ShapePuri: Shape Guided and Appearance Generalized Adversarial Purification
Published on arXiv
2602.05175
Input Manipulation Attack
OWASP ML Top 10 — ML01
Key Finding
Achieves 81.64% robust accuracy and 84.06% clean accuracy under AutoAttack, the first defense to surpass the 80% robust accuracy threshold on this benchmark.
ShapePuri
Novel technique introduced
Deep neural networks demonstrate impressive performance in visual recognition, but they remain vulnerable to adversarial attacks that is imperceptible to the human. Although existing defense strategies such as adversarial training and purification have achieved progress, diffusion-based purification often involves high computational costs and information loss.

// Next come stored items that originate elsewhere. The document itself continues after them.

PR #653, opened 2019-08-20
Pass _Config to get_storage_client

exarkun:
Fixes: ticket:3248

---
This change is [Reviewable](https://reviewable.io/reviews/tahoe-lafs/tahoe-lafs/653)

### DIFF
--- a/src/allmydata/test/test_storage_client.py
+++ b/src/allmydata/test/test_storage_client.py
@@ -6,6 +6,9 @@ from json import (
 from fixtures import (
     TempDir,
 )
+from testtools.content import (
+    text_content,
+)
 from testtools.matchers import (
     MatchesAll,
     IsInstance,
@@ -34,6 +37,7 @@ from foolscap.api import (
 )
 
 from .common import (
+    EMPTY_CLIENT_CONFIG,
     SyncTestCase,
     AsyncTestCase,
     UseTestPlugins,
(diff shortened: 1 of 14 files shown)


src/allmydata/test/test_storage_client.py
```diff
@@ -449,8 +455,11 @@ def test_plugin_resource_path(self):
 
 class TestStorageFarmBroker(unittest.TestCase):
 
+    def make_broker(self, tub_maker=lambda h: Mock()):
+        return StorageFarmBroker(True, tub_maker, EMPTY_CLIENT_CONFIG)
+
```
meejah: doesn't really need `self`, right? could just be a bare helper function?

meejah:
I don't understand why circle-ci is sad; the logs make it look like the tests pass..?

exarkun:
> I don't understand why circle-ci is sad; the logs make it look like the tests pass..?

It doesn't make sense to me either, maybe not for quite the same reason.  It looks to me like allmydata.test.test_python2_regressions.PythonTwoRegressions.test_new_style_classes failed on many of the jobs.  This is the issue that was fixed in https://github.com/tahoe-lafs/tahoe-lafs/pull/651

My only guess is that GitHub or CircleCI has somehow done something unexpected in order to cause the builds to be run without the commits from that merge.  I can't explain how this might have happened but with so many branches in flight I'm not _surprised_ that something *surprising* has happened...

exarkun:
> > I don't understand why circle-ci is sad; the logs make it look like the tests pass..?
> 
> It doesn't make sense to me either, maybe not for quite the same reason. It looks to me like allmydata.test.test_python2_regressions.PythonTwoRegressions.test_new_style_classes failed on many of the jobs. This is the issue that was fixed in #651
> 
> My only guess is that GitHub or CircleCI has somehow done something unexpected in order to cause the builds to be run without the commits from that merge. I can't explain how this might have happened but with so many branches in flight I'm not _surprised_ that something _surprising_ has happened...

Okay, indeed, CircleCI reports that it ran against b1c894ca7 which does not have the merge commit for #651 (681d885157e55db9dff2d3cd0ef56d582823f7da) in its history, though HEAD of `integration/storage-economics` *does* have this merge commit in its history.  So something about build timing or order or mumble mumble probably explains this failure.  Since the fix is in `integration/storage-economics` it should be fine once merged.

PR #654, opened 2019-08-20
Synchronous get_storage_client

exarkun:
Fixes: ticket:3250

---
This change is [Reviewable](https://reviewable.io/reviews/tahoe-lafs/tahoe-lafs/654)


exarkun:
Same comments about test failures here as on #653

To address these challenges, we introduce Shape Guided Purification (ShapePuri), a novel defense framework enhances robustness by aligning model representations with stable structural invariants. ShapePuri integrates two components: a Shape Encoding Module (SEM) that provides dense geometric guidance through Signed Distance Functions (SDF), and a Global Appearance Debiasing (GAD) module that mitigates appearance bias via stochastic transformations. In our experiments, ShapePuri achieves $84.06\%$ clean accuracy and $81.64\%$ robust accuracy under the AutoAttack protocol, representing the first defense framework to surpass the $80\%$ threshold on this benchmark. Our approach provides a scalable and efficient adversarial defense that preserves prediction stability during inference without requiring auxiliary modules or additional computational cost.
Key Contributions
- Shape Encoding Module (SEM) using Signed Distance Functions (SDF) to provide dense geometric guidance that aligns model representations with stable structural invariants
- Global Appearance Debiasing (GAD) module that reduces appearance bias via stochastic transformations
- First defense framework to surpass 80% robust accuracy under the AutoAttack benchmark, achieving 81.64% robust accuracy and 84.06% clean accuracy
🛡️ Threat Analysis
Directly defends against adversarial input manipulation attacks at inference time, evaluated under the AutoAttack protocol — a standard adversarial example benchmark for image classifiers.